Internal combustion engines may utilize an exhaust system that includes a selective catalytic reduction (SCR) catalyst for reducing the amount of NOx that is ultimately discharged to the surrounding environment during operation of the engine. An SCR catalyst may utilize a liquid reductant such as an aqueous urea solution that is injected into the exhaust gasses upstream of the SCR catalyst. Prior to reaching the SCR catalyst, the water droplets within the injected solution may evaporate. The remaining urea component then hydrolyzes and decomposes into ammonia which then enters the SCR catalyst via the exhaust gas flow stream. A catalyst within the SCR catalyst facilitates a reaction between the NOx component of the exhaust gas flow stream and the ammonia to break down the NOx into water vapor and nitrogen gas. The efficiency of this NOx reduction is directly proportional to the degree of vaporization of the aqueous urea solution and uniformity of the distribution of the resulting ammonia within the engine exhaust gasses upstream of the SCR catalyst.

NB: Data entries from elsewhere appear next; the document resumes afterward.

PR #4809, opened 2024-01-05
Revert some grid/map related changes

ElectroJr:
This reverts some of the changes in #4806, in case they are causing some of the recent broadphase errors


Robust.Shared/GameObjects/Systems/EntityLookupSystem.cs
```diff
@@ -195,6 +196,12 @@ private void OnMapChange(MapChangedEvent ev)
         }
     }
 
+    private void OnGridAdd(GridAddEvent ev)
+    {
+        // Must be done before initialization as that's when broadphase data starts getting set.
+        EnsureComp<BroadphaseComponent>(ev.EntityUid);
```
ElectroJr, line 202: I have a sneaking suspicion this old comment was onto something

DrSmugleaf (approved):

PR #4815, opened 2024-01-06
Fix volume setting values being over or under 1 making the client unable to connect to servers

### LINKED ISSUE #23491: Invalid audio settings cause clients to be stuck in connecting forver
## Description

**Reproduction**

1. In your client_config.toml. set ambience.volume greater or negative to 1
2. Try to connect

**Screenshots**

**Additional context**

There's been a bunch of people getting this when trying to connect

The fix by faint is by modifying the file but it should not be the fix and we should be handling this by resetting the audio settings

https://discord.com/channels/310555209753690112/790656972801572905/1191790144638951454

VasilisThePikachu:
Fixes https://github.com/space-wizards/space-station-14/issues/23491

I wanted to make this do logging. However i cant get Log.Error to work on static context and Im not sure how much of a challenge or how much it will break if i make it non static so i just left it

This will shrimply turn the value to 0.

Maybe update engine after merging on content since its kinda is a hotfix

### DIFF
--- a/Robust.Shared/Audio/Systems/SharedAudioSystem.cs
+++ b/Robust.Shared/Audio/Systems/SharedAudioSystem.cs
@@ -154,7 +154,7 @@ public abstract partial class SharedAudioSystem : EntitySystem
     {
         if (value < 0f)
         {
-            throw new InvalidOperationException($"Tried to get volume calculation for gain of {value}.");
+            value = 0f;
         }
 
         return 10f * MathF.Log10(value);


Robust.Shared/Audio/Systems/SharedAudioSystem.cs
```diff
@@ -154,7 +154,7 @@ public static float GainToVolume(float value)
     {
         if (value < 0f)
         {
-            throw new InvalidOperationException($"Tried to get volume calculation for gain of {value}.");
+            value = 0f;
         }
```
metalgearsloth, line 158: This should still be logging an error.

VasilisThePikachu: Yeah like I mentioned. I can't get Log.Error to work since it's a static function

Can't just use the throw since it's gonna stop execution and just lead us back to the beginning of it not letting you connect

PR #4821, opened 2024-01-07
Add random pick / take methods for sets

metalgearsloth:
I want it don't at me.


Robust.Shared/Random/IRobustRandom.cs
```diff
@@ -119,6 +120,35 @@ public static bool Prob(this System.Random random, double chance)
...
+
+        foreach (var tile in set)
+        {
+            if (idx == index)
+                return tile;
+
+            idx++;
+        }
+
+        throw new InvalidOperationException();
```
PJB3005: This should be an `UnreachableException()` instead.

Robust.Shared/Random/IRobustRandom.cs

Various systems have been used as an attempt to address incomplete vaporization and distribution of the liquid reductant within the exhaust gas flow stream prior to entering the SCR catalyst in non-stationary or vehicle related applications. The dimensional constraints of such applications have traditionally not allowed for the requisite mixing length between the injector of the liquid reductant and the SCR catalyst to achieve sufficient vaporization and uniform distribution of ammonia across the exhaust gas flow stream profile. For example, where the liquid reductant is not sufficiently vaporized by the exhaust gasses before reaching the catalyst within the SCR catalyst, drops of liquid may be deposited onto the catalyst, which may leave residue upon evaporation and eventually lead to degradation of the catalyst.
In one approach, a system for treating exhaust gasses from an engine, the exhaust gasses routed from the engine to atmosphere through an exhaust passage, is provided. The system comprises an injector directing a spray of liquid reductant into exhaust gasses against a flow of exhaust gasses; a spray target, the spray target having a front and rear surface, where the front surface is convex and generally facing a direction opposite of exhaust flow, the spray target positioned in the passage such that injected reductant impinges on the rear surface of the spray target to increase reductant vaporization; and a selective catalytic reduction catalyst positioned downstream of the injector and downstream of the spray target.
In this way, by injecting a liquid reductant on to a rear surface of a spray target with a convex front surface that generally faces a direction opposite of exhaust flow, backpressure on the engine may be reduced while also enabling sufficient vaporization and uniform distribution of the liquid reductant within the exhaust gas flow stream prior to entering the SCR catalyst.